What the task requires: Would you transcribe each of the entries exactly, with nothing added or dropped?

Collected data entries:

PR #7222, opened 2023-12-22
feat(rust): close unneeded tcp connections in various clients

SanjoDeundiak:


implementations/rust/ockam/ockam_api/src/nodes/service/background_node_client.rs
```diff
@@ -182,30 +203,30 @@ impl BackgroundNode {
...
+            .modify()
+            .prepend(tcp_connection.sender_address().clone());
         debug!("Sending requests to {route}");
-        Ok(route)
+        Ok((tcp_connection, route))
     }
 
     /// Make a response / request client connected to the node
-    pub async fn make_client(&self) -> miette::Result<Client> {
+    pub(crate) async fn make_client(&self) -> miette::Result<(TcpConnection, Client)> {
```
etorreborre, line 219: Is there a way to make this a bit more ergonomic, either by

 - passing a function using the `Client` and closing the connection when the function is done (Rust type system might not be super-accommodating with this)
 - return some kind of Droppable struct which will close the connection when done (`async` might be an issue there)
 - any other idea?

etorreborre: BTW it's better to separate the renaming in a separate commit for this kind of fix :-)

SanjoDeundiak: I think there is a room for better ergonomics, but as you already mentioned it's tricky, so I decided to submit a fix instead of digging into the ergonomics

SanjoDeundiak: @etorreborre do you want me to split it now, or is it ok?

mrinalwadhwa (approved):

Output of the task:
PR #7222, opened 2023-12-22
feat(rust): close unneeded tcp connections in various clients

SanjoDeundiak:


implementations/rust/ockam/ockam_api/src/nodes/service/background_node_client.rs
```diff
@@ -182,30 +203,30 @@ impl BackgroundNode {
...
+            .modify()
+            .prepend(tcp_connection.sender_address().clone());
         debug!("Sending requests to {route}");
-        Ok(route)
+        Ok((tcp_connection, route))
     }
 
     /// Make a response / request client connected to the node
-    pub async fn make_client(&self) -> miette::Result<Client> {
+    pub(crate) async fn make_client(&self) -> miette::Result<(TcpConnection, Client)> {
```
etorreborre, line 219: Is there a way to make this a bit more ergonomic, either by

 - passing a function using the `Client` and closing the connection when the function is done (Rust type system might not be super-accommodating with this)
 - return some kind of Droppable struct which will close the connection when done (`async` might be an issue there)
 - any other idea?

etorreborre: BTW it's better to separate the renaming in a separate commit for this kind of fix :-)

SanjoDeundiak: I think there is a room for better ergonomics, but as you already mentioned it's tricky, so I decided to submit a fix instead of digging into the ergonomics

SanjoDeundiak: @etorreborre do you want me to split it now, or is it ok?

mrinalwadhwa (approved):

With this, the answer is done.